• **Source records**
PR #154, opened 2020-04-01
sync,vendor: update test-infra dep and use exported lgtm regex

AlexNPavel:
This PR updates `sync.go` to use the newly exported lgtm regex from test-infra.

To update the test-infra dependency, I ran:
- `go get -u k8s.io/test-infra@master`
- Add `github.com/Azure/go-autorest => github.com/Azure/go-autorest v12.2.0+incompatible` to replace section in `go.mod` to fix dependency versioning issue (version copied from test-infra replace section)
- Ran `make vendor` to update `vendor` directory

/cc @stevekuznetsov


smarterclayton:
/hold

• **TASK DIRECTIONS**
Search the records for the word "lgtm" and copy every line where it occurs.

• **WRITTEN ANSWER**
sync,vendor: update test-infra dep and use exported lgtm regex
This PR updates `sync.go` to use the newly exported lgtm regex from test-infra.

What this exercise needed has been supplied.